* _Required action_
Since only part of the material below is wanted, output exactly the lines from the one with "files | 19 | all |" up to and including the one with "The 17 shared".
======== The data ========
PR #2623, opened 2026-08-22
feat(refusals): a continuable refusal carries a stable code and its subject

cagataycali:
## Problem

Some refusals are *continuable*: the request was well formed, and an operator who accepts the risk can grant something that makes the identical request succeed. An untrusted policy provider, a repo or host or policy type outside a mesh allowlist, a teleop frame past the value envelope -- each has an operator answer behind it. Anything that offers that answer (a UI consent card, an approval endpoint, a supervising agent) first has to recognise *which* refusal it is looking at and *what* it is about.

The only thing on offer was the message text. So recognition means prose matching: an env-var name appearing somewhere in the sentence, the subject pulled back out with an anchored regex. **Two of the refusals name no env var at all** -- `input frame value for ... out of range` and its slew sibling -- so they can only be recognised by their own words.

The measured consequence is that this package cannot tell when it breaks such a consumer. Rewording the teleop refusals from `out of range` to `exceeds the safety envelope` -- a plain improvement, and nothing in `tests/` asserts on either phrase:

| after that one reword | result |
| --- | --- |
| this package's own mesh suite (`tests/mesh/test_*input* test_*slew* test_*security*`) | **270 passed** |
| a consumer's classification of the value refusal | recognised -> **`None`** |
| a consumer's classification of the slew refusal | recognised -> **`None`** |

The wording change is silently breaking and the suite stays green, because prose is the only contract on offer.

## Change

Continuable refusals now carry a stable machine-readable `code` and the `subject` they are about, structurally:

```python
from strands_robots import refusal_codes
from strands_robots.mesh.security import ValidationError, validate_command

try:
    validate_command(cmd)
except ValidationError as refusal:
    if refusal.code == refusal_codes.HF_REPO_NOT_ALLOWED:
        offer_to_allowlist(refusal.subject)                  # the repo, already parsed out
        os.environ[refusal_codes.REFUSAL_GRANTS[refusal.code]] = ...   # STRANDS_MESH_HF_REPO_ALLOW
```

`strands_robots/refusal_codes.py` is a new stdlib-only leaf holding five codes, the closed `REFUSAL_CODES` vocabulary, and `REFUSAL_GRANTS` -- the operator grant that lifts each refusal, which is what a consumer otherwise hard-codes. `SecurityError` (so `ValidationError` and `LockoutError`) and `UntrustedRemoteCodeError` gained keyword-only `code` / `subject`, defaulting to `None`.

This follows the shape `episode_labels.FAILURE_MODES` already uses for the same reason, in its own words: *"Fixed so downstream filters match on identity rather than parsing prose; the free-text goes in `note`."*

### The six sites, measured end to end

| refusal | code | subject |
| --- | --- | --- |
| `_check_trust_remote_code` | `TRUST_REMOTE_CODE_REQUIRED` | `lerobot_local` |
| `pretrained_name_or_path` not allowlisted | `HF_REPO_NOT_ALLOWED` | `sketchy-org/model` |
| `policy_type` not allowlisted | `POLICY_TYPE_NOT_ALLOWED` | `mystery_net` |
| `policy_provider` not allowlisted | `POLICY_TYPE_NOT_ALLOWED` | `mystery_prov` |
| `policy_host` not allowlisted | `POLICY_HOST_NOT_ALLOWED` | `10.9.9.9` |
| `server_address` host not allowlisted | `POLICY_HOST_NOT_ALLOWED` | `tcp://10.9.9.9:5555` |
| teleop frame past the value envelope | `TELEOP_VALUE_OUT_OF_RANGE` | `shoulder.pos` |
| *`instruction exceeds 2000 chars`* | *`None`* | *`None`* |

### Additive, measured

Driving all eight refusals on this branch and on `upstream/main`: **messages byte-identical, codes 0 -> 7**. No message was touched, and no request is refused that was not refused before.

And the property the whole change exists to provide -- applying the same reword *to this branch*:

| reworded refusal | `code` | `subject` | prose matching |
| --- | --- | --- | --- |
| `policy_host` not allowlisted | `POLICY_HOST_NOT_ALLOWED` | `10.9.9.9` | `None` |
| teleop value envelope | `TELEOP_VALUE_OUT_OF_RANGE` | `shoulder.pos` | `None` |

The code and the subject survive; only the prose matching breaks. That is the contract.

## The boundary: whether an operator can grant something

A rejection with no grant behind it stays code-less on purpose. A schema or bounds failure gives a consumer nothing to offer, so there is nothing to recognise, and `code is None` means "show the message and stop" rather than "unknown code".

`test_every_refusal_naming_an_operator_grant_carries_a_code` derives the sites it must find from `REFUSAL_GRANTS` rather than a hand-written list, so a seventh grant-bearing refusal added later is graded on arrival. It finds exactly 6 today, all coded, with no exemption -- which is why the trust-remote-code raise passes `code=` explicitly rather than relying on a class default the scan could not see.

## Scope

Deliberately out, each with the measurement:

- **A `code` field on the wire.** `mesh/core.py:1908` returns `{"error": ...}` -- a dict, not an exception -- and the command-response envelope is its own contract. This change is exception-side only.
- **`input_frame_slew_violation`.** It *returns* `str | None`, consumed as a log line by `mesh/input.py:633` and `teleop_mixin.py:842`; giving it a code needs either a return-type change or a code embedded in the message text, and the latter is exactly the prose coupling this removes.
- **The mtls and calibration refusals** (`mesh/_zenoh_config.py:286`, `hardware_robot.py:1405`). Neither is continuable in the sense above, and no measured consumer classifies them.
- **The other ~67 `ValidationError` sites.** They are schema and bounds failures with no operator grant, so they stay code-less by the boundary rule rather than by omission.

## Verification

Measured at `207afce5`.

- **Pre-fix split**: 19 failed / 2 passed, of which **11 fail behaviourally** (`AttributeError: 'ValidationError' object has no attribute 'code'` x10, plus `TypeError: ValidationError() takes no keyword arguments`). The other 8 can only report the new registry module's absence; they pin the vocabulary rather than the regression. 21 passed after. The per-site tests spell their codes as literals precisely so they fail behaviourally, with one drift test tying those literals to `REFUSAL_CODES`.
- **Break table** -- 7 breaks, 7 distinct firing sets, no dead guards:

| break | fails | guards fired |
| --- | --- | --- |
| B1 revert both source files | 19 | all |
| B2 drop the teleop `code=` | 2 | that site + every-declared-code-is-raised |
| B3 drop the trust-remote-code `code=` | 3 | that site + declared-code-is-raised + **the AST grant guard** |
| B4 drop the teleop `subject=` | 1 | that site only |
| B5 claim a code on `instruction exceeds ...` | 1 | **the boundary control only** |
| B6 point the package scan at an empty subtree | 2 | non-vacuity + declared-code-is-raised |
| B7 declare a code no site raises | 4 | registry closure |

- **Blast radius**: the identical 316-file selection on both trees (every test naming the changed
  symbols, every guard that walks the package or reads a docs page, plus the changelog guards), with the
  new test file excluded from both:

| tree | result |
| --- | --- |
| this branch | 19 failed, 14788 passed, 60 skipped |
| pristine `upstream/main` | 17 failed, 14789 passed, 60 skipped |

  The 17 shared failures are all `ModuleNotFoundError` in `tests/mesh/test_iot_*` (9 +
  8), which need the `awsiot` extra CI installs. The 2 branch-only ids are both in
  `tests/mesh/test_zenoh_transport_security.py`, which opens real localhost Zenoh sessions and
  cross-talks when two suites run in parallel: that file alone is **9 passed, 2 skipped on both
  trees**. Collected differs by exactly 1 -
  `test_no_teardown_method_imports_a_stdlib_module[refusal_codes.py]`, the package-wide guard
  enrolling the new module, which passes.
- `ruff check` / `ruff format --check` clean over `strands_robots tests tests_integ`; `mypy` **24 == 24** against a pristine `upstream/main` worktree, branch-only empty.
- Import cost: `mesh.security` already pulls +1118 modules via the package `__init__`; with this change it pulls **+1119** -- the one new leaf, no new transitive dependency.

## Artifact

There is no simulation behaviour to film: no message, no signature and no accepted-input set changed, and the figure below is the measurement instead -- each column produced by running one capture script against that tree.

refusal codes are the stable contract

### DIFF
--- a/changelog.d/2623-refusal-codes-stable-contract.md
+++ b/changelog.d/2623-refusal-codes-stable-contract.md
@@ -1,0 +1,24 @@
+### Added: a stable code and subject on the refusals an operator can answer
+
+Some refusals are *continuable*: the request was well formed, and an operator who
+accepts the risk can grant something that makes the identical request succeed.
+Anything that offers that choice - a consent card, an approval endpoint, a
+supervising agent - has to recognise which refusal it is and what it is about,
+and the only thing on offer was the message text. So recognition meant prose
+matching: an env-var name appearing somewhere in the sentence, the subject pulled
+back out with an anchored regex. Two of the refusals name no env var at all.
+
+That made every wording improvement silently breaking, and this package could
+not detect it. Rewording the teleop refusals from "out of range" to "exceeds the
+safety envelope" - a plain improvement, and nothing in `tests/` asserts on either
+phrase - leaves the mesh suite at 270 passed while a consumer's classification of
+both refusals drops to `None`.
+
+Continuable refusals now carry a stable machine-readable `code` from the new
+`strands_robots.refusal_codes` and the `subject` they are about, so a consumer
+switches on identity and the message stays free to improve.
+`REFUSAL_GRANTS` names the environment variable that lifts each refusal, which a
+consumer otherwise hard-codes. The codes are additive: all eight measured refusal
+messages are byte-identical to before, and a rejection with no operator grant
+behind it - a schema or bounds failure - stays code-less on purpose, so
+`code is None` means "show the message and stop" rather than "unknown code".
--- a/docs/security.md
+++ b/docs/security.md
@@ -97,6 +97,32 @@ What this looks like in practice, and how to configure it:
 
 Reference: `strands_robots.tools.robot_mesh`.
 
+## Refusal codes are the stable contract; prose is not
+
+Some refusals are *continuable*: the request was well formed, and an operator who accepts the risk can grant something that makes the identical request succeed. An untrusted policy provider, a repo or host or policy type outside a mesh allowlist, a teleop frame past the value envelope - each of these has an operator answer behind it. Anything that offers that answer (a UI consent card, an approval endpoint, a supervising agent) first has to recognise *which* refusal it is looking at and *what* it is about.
========
======== The data ========
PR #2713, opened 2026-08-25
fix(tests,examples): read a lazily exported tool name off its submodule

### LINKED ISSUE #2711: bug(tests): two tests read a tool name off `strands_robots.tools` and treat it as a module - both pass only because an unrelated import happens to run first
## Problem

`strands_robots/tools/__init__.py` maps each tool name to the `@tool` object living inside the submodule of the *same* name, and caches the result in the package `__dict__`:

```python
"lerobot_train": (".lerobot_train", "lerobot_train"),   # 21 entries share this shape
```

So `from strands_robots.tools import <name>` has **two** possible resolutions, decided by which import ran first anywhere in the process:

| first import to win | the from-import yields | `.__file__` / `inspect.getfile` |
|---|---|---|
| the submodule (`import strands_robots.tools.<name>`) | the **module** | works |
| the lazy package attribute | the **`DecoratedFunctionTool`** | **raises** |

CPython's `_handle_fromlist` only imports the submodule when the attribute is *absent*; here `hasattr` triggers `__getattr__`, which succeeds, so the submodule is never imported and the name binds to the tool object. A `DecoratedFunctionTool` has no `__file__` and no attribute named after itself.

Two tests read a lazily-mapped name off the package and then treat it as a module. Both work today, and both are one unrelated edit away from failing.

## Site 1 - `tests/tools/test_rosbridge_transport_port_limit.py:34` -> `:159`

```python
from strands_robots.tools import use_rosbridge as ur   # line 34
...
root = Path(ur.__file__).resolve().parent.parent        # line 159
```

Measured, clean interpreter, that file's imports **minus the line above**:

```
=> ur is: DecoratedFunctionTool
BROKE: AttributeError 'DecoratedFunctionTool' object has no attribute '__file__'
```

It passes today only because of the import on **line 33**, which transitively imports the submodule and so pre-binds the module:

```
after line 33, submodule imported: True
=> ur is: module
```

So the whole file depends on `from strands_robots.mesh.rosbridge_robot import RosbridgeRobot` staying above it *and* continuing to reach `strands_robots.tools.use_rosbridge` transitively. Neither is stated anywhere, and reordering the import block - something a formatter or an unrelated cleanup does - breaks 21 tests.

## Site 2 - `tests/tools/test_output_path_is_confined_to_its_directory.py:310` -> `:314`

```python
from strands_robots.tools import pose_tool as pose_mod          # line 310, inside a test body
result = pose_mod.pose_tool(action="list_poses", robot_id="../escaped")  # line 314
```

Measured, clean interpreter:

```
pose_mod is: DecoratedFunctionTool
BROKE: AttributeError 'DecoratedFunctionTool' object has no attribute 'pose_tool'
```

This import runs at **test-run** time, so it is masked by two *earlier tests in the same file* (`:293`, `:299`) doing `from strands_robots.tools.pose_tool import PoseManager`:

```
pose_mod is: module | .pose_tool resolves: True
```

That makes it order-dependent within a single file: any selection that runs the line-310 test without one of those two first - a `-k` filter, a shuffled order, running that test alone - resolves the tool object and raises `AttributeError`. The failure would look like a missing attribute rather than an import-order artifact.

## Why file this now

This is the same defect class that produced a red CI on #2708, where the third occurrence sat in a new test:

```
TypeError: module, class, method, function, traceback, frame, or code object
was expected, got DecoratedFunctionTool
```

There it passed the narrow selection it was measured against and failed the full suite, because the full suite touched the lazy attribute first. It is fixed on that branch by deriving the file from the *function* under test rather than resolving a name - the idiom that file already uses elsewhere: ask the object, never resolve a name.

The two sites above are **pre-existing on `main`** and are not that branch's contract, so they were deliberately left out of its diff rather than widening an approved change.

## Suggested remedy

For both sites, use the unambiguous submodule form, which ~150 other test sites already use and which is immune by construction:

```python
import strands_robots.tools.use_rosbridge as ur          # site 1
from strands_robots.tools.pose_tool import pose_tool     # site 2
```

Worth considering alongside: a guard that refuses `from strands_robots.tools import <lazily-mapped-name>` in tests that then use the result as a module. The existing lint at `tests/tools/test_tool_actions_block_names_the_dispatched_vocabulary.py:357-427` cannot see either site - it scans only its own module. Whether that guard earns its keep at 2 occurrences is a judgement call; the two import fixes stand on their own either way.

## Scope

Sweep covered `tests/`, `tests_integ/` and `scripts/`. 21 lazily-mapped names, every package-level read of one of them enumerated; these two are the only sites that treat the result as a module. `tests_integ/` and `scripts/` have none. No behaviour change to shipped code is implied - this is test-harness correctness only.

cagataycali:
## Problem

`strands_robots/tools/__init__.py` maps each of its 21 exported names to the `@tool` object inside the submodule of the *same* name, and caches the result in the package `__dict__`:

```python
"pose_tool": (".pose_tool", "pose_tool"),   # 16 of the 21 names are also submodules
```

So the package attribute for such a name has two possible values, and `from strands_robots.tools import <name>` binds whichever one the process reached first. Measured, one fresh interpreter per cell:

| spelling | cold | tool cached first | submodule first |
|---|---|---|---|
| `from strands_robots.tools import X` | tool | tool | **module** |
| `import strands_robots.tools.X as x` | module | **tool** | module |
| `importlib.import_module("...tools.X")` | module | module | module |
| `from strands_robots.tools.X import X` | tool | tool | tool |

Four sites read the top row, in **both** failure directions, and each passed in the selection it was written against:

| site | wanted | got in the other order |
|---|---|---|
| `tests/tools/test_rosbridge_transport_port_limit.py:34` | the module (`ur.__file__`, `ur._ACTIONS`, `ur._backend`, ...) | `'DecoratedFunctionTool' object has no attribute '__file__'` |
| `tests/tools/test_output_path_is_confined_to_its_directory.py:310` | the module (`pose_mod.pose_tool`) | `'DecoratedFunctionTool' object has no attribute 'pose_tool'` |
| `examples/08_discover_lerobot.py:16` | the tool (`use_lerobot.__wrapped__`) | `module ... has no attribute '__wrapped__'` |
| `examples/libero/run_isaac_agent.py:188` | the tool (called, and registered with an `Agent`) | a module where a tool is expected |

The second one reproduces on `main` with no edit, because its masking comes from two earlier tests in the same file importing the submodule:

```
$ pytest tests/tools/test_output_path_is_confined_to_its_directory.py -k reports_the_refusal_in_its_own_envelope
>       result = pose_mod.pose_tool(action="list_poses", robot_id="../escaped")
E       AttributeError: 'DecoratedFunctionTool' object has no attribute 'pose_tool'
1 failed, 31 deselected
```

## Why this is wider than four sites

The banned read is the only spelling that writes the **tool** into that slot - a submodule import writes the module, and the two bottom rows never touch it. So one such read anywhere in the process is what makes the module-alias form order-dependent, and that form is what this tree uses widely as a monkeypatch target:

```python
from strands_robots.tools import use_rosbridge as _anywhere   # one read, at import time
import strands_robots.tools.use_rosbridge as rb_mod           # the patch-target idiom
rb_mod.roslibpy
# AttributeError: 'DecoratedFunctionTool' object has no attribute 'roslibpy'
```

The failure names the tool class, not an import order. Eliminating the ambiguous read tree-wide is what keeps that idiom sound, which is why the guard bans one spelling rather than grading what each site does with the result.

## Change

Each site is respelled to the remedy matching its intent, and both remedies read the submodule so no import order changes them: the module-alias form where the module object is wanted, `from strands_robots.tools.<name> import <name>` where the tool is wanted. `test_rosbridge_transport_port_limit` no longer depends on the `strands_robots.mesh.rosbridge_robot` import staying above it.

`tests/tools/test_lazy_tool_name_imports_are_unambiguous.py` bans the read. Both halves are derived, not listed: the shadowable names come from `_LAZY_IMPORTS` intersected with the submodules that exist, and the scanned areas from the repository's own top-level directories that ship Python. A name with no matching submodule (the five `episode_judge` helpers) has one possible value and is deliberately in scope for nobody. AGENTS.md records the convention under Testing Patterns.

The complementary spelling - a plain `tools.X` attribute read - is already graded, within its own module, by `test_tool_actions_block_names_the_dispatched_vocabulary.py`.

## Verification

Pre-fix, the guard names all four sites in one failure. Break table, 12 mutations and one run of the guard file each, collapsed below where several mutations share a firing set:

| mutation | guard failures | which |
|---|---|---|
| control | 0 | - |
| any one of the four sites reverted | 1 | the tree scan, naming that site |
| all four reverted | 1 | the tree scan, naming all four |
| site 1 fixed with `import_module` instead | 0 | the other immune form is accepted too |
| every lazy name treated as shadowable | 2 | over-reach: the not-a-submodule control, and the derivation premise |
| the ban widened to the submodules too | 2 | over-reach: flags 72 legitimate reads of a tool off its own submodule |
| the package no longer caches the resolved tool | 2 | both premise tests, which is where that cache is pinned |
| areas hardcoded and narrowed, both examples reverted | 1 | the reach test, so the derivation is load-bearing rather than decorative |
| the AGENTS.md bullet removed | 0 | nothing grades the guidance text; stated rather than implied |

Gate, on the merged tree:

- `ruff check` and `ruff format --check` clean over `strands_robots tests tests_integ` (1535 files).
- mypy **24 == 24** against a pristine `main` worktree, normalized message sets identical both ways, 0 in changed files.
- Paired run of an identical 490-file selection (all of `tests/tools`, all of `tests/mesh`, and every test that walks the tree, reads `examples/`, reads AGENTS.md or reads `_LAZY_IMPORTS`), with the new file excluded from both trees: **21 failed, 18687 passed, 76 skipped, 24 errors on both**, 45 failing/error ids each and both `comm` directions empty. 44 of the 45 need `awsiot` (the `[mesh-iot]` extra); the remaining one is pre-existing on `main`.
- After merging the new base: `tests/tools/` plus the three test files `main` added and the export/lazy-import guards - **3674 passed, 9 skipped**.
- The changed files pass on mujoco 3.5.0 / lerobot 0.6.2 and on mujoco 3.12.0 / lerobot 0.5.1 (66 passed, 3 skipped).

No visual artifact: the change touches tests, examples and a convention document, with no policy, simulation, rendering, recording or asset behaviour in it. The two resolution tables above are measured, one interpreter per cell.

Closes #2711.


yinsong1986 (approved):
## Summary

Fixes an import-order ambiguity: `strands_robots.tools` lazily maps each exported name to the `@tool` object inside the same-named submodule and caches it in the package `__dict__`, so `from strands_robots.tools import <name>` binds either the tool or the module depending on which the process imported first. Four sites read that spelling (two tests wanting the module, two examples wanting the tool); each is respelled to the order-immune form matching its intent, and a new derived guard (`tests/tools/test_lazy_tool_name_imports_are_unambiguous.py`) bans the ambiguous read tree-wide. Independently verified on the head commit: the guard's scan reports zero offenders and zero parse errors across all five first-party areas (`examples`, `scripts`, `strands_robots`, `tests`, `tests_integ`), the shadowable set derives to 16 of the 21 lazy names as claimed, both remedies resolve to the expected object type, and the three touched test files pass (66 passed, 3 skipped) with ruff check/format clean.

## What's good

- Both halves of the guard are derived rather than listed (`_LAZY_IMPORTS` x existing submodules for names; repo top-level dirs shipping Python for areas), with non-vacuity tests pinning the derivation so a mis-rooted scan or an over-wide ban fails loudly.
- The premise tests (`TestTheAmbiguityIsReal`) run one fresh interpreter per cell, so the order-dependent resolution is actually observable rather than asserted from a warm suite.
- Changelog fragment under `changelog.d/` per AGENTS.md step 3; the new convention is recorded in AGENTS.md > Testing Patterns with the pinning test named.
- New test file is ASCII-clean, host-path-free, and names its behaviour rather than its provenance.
========
======== The data ========
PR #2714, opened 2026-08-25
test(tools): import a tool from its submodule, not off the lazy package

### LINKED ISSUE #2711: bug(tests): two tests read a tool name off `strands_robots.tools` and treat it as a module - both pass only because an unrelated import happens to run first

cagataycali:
========
* _Task solution_
| B1 revert both source files | 19 | all |
| B2 drop the teleop `code=` | 2 | that site + every-declared-code-is-raised |
| B3 drop the trust-remote-code `code=` | 3 | that site + declared-code-is-raised + **the AST grant guard** |
| B4 drop the teleop `subject=` | 1 | that site only |
| B5 claim a code on `instruction exceeds ...` | 1 | **the boundary control only** |
| B6 point the package scan at an empty subtree | 2 | non-vacuity + declared-code-is-raised |
| B7 declare a code no site raises | 4 | registry closure |

- **Blast radius**: the identical 316-file selection on both trees (every test naming the changed
  symbols, every guard that walks the package or reads a docs page, plus the changelog guards), with the
  new test file excluded from both:

| tree | result |
| --- | --- |
| this branch | 19 failed, 14788 passed, 60 skipped |
| pristine `upstream/main` | 17 failed, 14789 passed, 60 skipped |

  The 17 shared failures are all `ModuleNotFoundError` in `tests/mesh/test_iot_*` (9 +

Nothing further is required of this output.